### Problem to work on
Copy out every line of the records where the string "original" occurs.

### Exercise inputs
PR #376, opened 2016-07-26
Projector plugin: Fix bug that caused arrays of OvalRois to throw a null pointer exception

nicost:


ChrisWeisiger:
For reference, the array parameter to `ArrayList.toArray()` doesn't need to have any size. E.g. `ArrayList.toArray(new Roi[] {})` is perfectly valid. Not a big deal though.

nicost:
https://docs.oracle.com/javase/6/docs/api/java/util/ArrayList.html#toArray(T[]) 

toArray

public <T> T[] toArray(T[] a)

    Returns an array containing all of the elements in this list in proper sequence (from first to last element); the runtime type of the returned array is that of the specified array. If the list fits in the specified array, it is returned therein. Otherwise, a new array is allocated with the runtime type of the specified array and the size of this list. 


@ChrisWeisiger : If you don't like it, just change it.  This kind of lecturing is quite off-putting.  It really is that I need this to work, or I would stop contributing with maintainers who act like this.

PR #398, opened 2016-08-11
DayNightTime: Add TitledBorders to the Day/Nighttime control.

nicost:
Also added Separator and TableHeader, but did not check if those work.


marktsuchida:
Can I ask what component (or part thereof) this is intended to fix, and on which platform? Just want to be sure I'm looking at the right case.

nicost:
This fixes the TitledBorder that is used in several plugins (ASIdiSPIM 
being one of them).  While trying out what was actually needed, I did 
add a few more (Separator and TableHeader if I remember correctly), that 
could possibly be removed (but then will look bad if any code will ever 
use them). It seems to me that it would be better to set all occurrences 
of Color Keys in UIManager that contain ".foreground", rather than an 
almost complete subset as is done now.  TitleBorder is different since 
it uses the extension ".titleColor"

marktsuchida:
@nicost I think it makes sense, thanks.

PR #400, opened 2016-08-11
mmStudio: File Open command now runs on its own thread,

nicost:
so that the progress dialog actually becomes visible.  The same strategy
as correctly used in the implementation of the OpenRecentMenu was applied
to the promptToOpenFile method.  Also removed some superfluous imports and
other minor fixes.

### DIFF
--- a/mmstudio/src/main/java/org/micromanager/display/internal/DefaultDisplayManager.java
+++ b/mmstudio/src/main/java/org/micromanager/display/internal/DefaultDisplayManager.java
@@ -29,10 +29,10 @@ import java.util.LinkedHashMap;
 import java.util.List;
 import java.util.Map;
 import java.util.Stack;
+import java.util.concurrent.ConcurrentHashMap;
 
 import javax.swing.JOptionPane;
 
-import org.micromanager.data.Coords;
 import org.micromanager.data.Datastore;
 import org.micromanager.data.DatastoreFrozenException;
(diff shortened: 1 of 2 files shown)


marktsuchida:
I suspect `DisplayManager.manage()` is not currently thread-safe, so moving the call to a background thread could cause races (which probably means the "open recent" implementation is already problematic). Rather than calling it on the EDT, it might make sense to make the "manage" API methods thread-safe.
I'm happy to look into that if you can give me a few days. It will need to be determined whether the "manage" APIs will need to run on the EDT or if they can safely be synchronized to run on an arbitrary thread. Please also feel free to propose other solutions.

nicost:
I think that synchronization of DefaultDisplayManager::manage(Datastore) is harmless (but can not completely oversee).  I can either add the synchronization or put it in a SwingUtilities.invokeLater.  It would really be nice to fix these, as the current blocking behavior is clearly wrong (and especially notable when opening large files).

marktsuchida:
Thanks, I think synchronization of the list of managed datasets is the way to go.

nicost:
I changed the HashMap storeToDisplays_ into a ConcurrentHashMap.  I think that should do the trick.

marktsuchida:
@nicost Actually this doesn't make it thread safe (there are still races between multiple calls on `storeToDisplays_`, for example). Thanks, anyway; I will patch this up after merging.

Issue #419, opened 2016-08-18
Not closing the app when quitting doesn't clean up windows


marktsuchida:
When "Close app when quitting MM" is unchecked in Tools > Options, the following windows stay open (but not functional):
- Image Inspector
- Messages
- Quick Access Panel
- Stage Control
- Probably, various plugins

PR #432, opened 2016-08-23
mmstudio and plugins: Windows now listen for the ShutdownCommencing Event.

nicost:
By listening to this event, these windows will close when shutdown starts and do not rely on a 
System.ext(0) to close.  The plugins that I changed (not all yet), listen to the external event.  It 
may be good to add this function to the MMPlugin interface so that plugin writers realize that they
may want to implements this.

Addresses issue #419


nicost:
Addressed in Pull Request #439.

Issue #423, opened 2016-08-19
Quick Access Panel should enforce unique names


marktsuchida:
When creating, suffix " 2", " 3", etc.
When renaming, require unique name.

nicost:
Addressed in Pull Request #436.

PR #436, opened 2016-08-27
QuickAccess Panels: Fixes naming bugs

nicost:
Addresses issue #423.  Makes sure that new Panels have unique names, and that changed names are unique.  Also removes the use of com.bulenkov.iconloader.IconLoader (which should be removed everywhere since it is trivial code), makes variables final whenever possible and add some Javadoc.

### DIFF
--- a/mmstudio/src/main/java/org/micromanager/quickaccess/internal/DefaultQuickAccessManager.java
+++ b/mmstudio/src/main/java/org/micromanager/quickaccess/internal/DefaultQuickAccessManager.java
@@ -19,7 +19,6 @@
 
 package org.micromanager.quickaccess.internal;
 
-import com.bulenkov.iconloader.IconLoader;
 import com.google.common.base.Charsets;
 import com.google.common.eventbus.Subscribe;
 import com.google.common.io.Files;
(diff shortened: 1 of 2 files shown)


ChrisWeisiger:
Have you verified that creating a new ImageIcon instead of using IconLoader correctly uses high-DPI images when they are available? That is the reason why IconLoader is used: it identifies when the icon being drawn is on a high-DPI display, and then draws the "@2x" version of the icon if available (e.g. instead of drawing foo.png, it draws foo@2x.png). Not doing this results in a very ugly GUI on high-DPI displays.

nicost:
Ah, Sorry!  Completely forgot about that and though we were still using the old IconLoader.  Will revert those changes.

ChrisWeisiger:
Oh, you're thinking of that thing that we replaced with `getClass().getResource(path_to_file)`, aren't you? Yeah, as far as I'm aware, that module has been completely excised from the code and isn't even in the build any more.

nicost:
Perfect!  Sorry for my mis-understanding/poor memory.  Just reverted back the icon loading code (and I'll remember to use the same in the future).

marktsuchida:
Merged manually as commit 4436785874f98fbcfd1ac7fa19e66efc89b3e465.

Issue #434, opened 2016-08-24
Userdata in Metadata are unreadable


nicost:
The "userData" field in the metadata browser is presented as a comma separated string of key:value pairs in the metadata browser.  If there are more than one or two key:value pairs, it becomes impossible to read them (I tried making the windows wide, but that makes only one or two more visible).   

Possible solutions:
1. List Userdata as all other metadata, but at the bottom of the frame, separated by a line indicating these are "Userdata".
2. Make the field clickable to bring up a frame that lists them in a readable way.

I think that I like option 1 best, but any other solution will do.

PR #440, opened 2016-08-29
MetadataPanel: Better display of UserData

nicost:
For both per-image and summaryMetadata, now shows all userData as key-value pairs where the key is preceded with "userData-".  Note that the capitalization is different for image and summarymetadata, not sure if I caused that and/or that should be normalized.  

This PR include PR #435, which introduced the userdata in the summaryMetadata.

Fixes issue #434


marktsuchida:
The capitalization is indeed different internally ('userData' for plane metadata; 'UserData' for summary metadata), and it has been so long enough that we shouldn't change it in the file format. But for display we can do whatever we like.

PR #448, opened 2016-09-14
Change Timeout to "Core-TimeoutMs"

impact27:
This changes allows users to change the timeout value of the camera

### DIFF
--- a/DeviceAdapters/QCam/QICamera.cpp
+++ b/DeviceAdapters/QCam/QICamera.cpp
@@ -4203,7 +4203,9 @@ int QICamera::QISequenceThread::svc()
    }
 
    // set a reasonable timeout (in msec) for waiting on frames
-   timeout = (long)(5 * m_pCam->m_dExposure + 50000);
+   char ctimeout[MM::MaxStrLength];
+   m_pCam->GetCoreCallback()->GetDeviceProperty("Core", "TimeoutMs", ctimeout);
+   timeout = (long)(5 * m_pCam->m_dExposure + atof(ctimeout));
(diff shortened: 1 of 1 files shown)


marktsuchida:
Thanks, @impact27. Can I ask if the motivation is to be able to set longer timeouts (because you are using external trigger?), or shorter ones (why?)?

I'm wondering in part because your change would change the default from (5 * exposure + 50) sec to (5 * exposure + 5) sec, which is rather drastic when the exposure is short. This will break existing configurations where people are expecting the camera to wait at least 50 seconds for an external trigger. So we might want to think about a different way to make the timeout configurable.

impact27:
I am trying to use a logarithmically spaced external trigger. The reason I made this change is that as there is already a setting for a timeOut, I would expect it to change all the time outs? As a user, the Core-TimeOutMs was the first think I changed when I had this problem. The alternative would be to add another setting but there is already two. (The second one being only accessible with BeanShell, but I am unsure how to access this one from the cpp file)

impact27:
For reference: http://micro-manager.3463995.n2.nabble.com/No-way-to-change-timeout-time-td7585801.html#a7585832

impact27:
Or the default value of Core-TimeoutMs could be changed to 50000

marktsuchida:
If this is still needed, we need a different solution, because `Core-TimeoutMs` is for waiting for devices to exit their "busy" state (it is already too restrictive that we only have one timeout for all devices). The only way to allow control of a camera's external trigger timeout is to add a camera-specific property.

PR #449, opened 2016-09-15
Add the possibility to change Sync B

impact27:
Add a setting to change the output pin "Sync-B" from micro Manager
This is basically copied from "TriggerType"


nicost:
Committed to subversion in r17220.  Sorry this took so long.

PR #467, opened 2016-10-13
Two fixes for the PrecisExcite adapter (master)

zindy:
These are the changes pushed to master instead of MM2.

To recap:

**First fix** concerns the erroneous behaviour (when shutter open) of turning on any selected channel via the PrecisExcite.ChannelLabel property without switching off the deselected channels. With shutter closed however, single LED channels were selected as expected.

**Second fix** concerns the population of PreciseExcite.ChannelLabel with invalid channel names. This has the effect of delaying any PreciseExcite property read-out, since the adapter needs to wait for the serial communication to timeout for invalid channels.

I have tested this with my pe-300 light source. I will check this with the pe-2 later.

According to my logs, there are still two timeouts left during the adapter initialisation, but I think we can live with those for now.

Cheers,
Egor

### DIFF
--- a/DeviceAdapters/PrecisExcite/PrecisExcite.cpp
+++ b/DeviceAdapters/PrecisExcite/PrecisExcite.cpp
@@ -470,7 +470,7 @@ void Controller::Illuminate()
    {
       if (triggerMode_ == OFF) {
          msg << "SQZ" << carriage_return;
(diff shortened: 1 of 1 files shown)


marktsuchida:
This is now in 1.4 SVN (r16231-r16233) and will shortly be in mm2.
Apologies for the long delay.

PR #468, opened 2016-10-20
Mm2 : added an option of FrameCombiner to combin Z dimension images

BioinfoTongLI:


hadim:
I have tested the PR and it works well.

The only issue we have is when doing an acquisition without Z slices and asking the plugin to combine Z slices. We don't know how to catch error... Anyway this situation should not happen very often.

hadim:
@marktsuchida could you have a look at this PR when you'll have sometime please ?

hadim:
@nicost any reasons for closing this ?

nicost:
I could swear that I merged it!  Must have pressed the wrong button!

hadim:
Ahah. Thanks @nicost

hadim:
@nicost please look at https://github.com/micro-manager/micro-manager/pull/486

nicost:
It looks like the modified file FrameCombinerConfigurator.form was omitted from this PR.  Can you please open a new PR for that?  Or did you manually change the code?  If so, not a good idea without rewriting the UI completely (which would be a good thing to do, we have been moving everything from the Netbeans designer to MigLayout.  In any case, the dialog currently looks quite bad on Windows, and most of the text is quite incomprehensible.  Would be great if that all could be fixed.  Also, please stick to coding style (https://micro-manager.org/wiki/Micro-Manager_Coding_Style_and_Conventions).  I'll shortly submit a PR to clean some things up.

hadim:
Sorry for the mess. Netbeans wasn't properly configured and I didn't notice it.

As for the UI, the original plugin never had a `.form` file. I have always used the Netbeans designer and it never have been an issue.

Also the configuration window looks ok to me on Windows (tested some weeks ago). What did you notice ?

hadim:
Maybe some changes added by @BioinfoTongLI modified the interface. @BioinfoTongLI could you have a look at this please ?

nicost:
The .form file is in the repository:  https://github.com/micro-manager/micro-manager/tree/mm2/plugins/FrameCombiner/src/main/java/org/micromanager/plugins/framecombiner.  The window looks horrid, lots of blank space on top, the "z", "Time", dropdown is way too wide, some text is incomprehensible (what does " < total frame/slice if using MDA" mean?  Without the correct .form file I have no way to correct this.

hadim:
Ok sorry for the noise, in fact there is a `.form` file and it has always be here. I just never noticed it since Netbeans hides it... :-(

I am pretty sure @BioinfoTongLI didn't use it to modify the configuration dialog. I am doing a PR.

hadim:
Please see https://github.com/micro-manager/micro-manager/pull/490

BioinfoTongLI:
@hadim sorry, i noticed the .form from the beginning. But i didn't understand that it is related to the interface, that's why didn't asked you why it is there. I will be more caucious next time.

PR #484, opened 2016-11-12
added Tenengrad measure to available list of focus scoring algorithms

jondaniels:


jondaniels:
added new focus scoring algorithm "Tenengrad" inspired by recent paper claiming after much comparison/testing this is best-performing non-spectral algorithm

nicost:
This change is now in 1.4 (r16219), and there is a pull request for the same change in 2.0.  I'll close this PR now.  Thanks Jon!

PR #486, opened 2016-12-04
Revert java 1.8 only syntax to be compatible with -source 1.6 in FrameCombiner

hadim:
`FrameCombiner` plugin used java 1.8 only syntax and I think (need to be confirmed) that MM is build with java 1.6. I guess that could cause issues...

This PR revert the syntax to a one compatible with java 1.6.


nicost:
Yes, that certainly causes issues.  MM still uses 1.6 and will not compile with 1.8.  Guess I should have checked that, but I don't really have the bandwidth to do so.

PR #481, opened 2018-12-07
forgeops: make git and util repos customizable

tomfelsws:
Various helm charts have hardcoded repos for git and util docker images. Added variables to make them customizable, with defaults to the original forgerock repos.


tomfelsws:
Yes, I tested with defining my own values/registry for my test deployment as I had to make a small change in the utils image to make it work in Openshift. I did not test the default values, just copy/pasted them.

Tom

tomfelsws:
Correction: I did make deployments also to GKE with this change using the default values, so all good
Tom

PR #491, opened 2018-12-21
Only run decrypt.sh on GKE as it is specfic to GKE only

wajihahmed:
Jira issue? NONE
Release 6.5.0 backport required? MAYBE
6.5.0 doc changes needed? NO
7.0.0 doc changes needed? NO
Required README updates made? NO

### DIFF
--- a/bin/deploy-cert-manager.sh
+++ b/bin/deploy-cert-manager.sh
@@ -3,8 +3,11 @@
 # Script to deploy Cert-Manager into kube-system namespace.
 # Run ./deploy-cert-manager.sh .
 
-# Decrypt encoded service account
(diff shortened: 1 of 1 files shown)


wajihahmed:
I agree it is not bullet proof.  However for the short term to let this be.  As we add more cloud providers there is too much repetition going on in the scripts.  Therefore I am planning a major refactor of the scripts so that we can have a "common" library of scripts and then much smaller number of provider specific scripts.  Ofcourse we need to discuss all of this in our Sprint planning.

shankar-forgerock:
While on refactoring and rationalizing the scripts I think it would also be
great to locate the provider specific scripts in separate subdirectories
under bin directory. Otherwise there are too many scripts in bin directory.

PR #499, opened 2019-01-04
Backup only specific backends

wajihahmed:
Now backup.sh backs up specific backends instead of backup up all backends.  The reason is that restoring all backends online is not possible which is what scripts/restore.sh does and hence it fails.

Specifically backup.sh now looks at the env vars DS_ENABLE_* and if the value is true adds the backend to the --backendId arg to the DS backup
binary. Hence the backendId are hard coded and if they change in future then this script will have to be modified.

Jira issue? NA
Release 6.5.0 backport required? NO
6.5.0 doc changes needed? NO
7.0.0 doc changes needed? YES
Required README updates made? NO

### DIFF
--- a/docker/ds/scripts/backup.sh
+++ b/docker/ds/scripts/backup.sh
@@ -8,18 +8,35 @@ source /opt/opendj/env.sh
 
 #DATESTAMP=`date "+%Y/%m/%d"`
 
-mkdir -p "$BACKUP_DIRECTORY"
-chmod 775 "$BACKUP_DIRECTORY"
+mkdir -p "${BACKUP_DIRECTORY}"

### Answer section
As for the UI, the original plugin never had a `.form` file. I have always used the Netbeans designer and it never have been an issue.
Various helm charts have hardcoded repos for git and util docker images. Added variables to make them customizable, with defaults to the original forgerock repos.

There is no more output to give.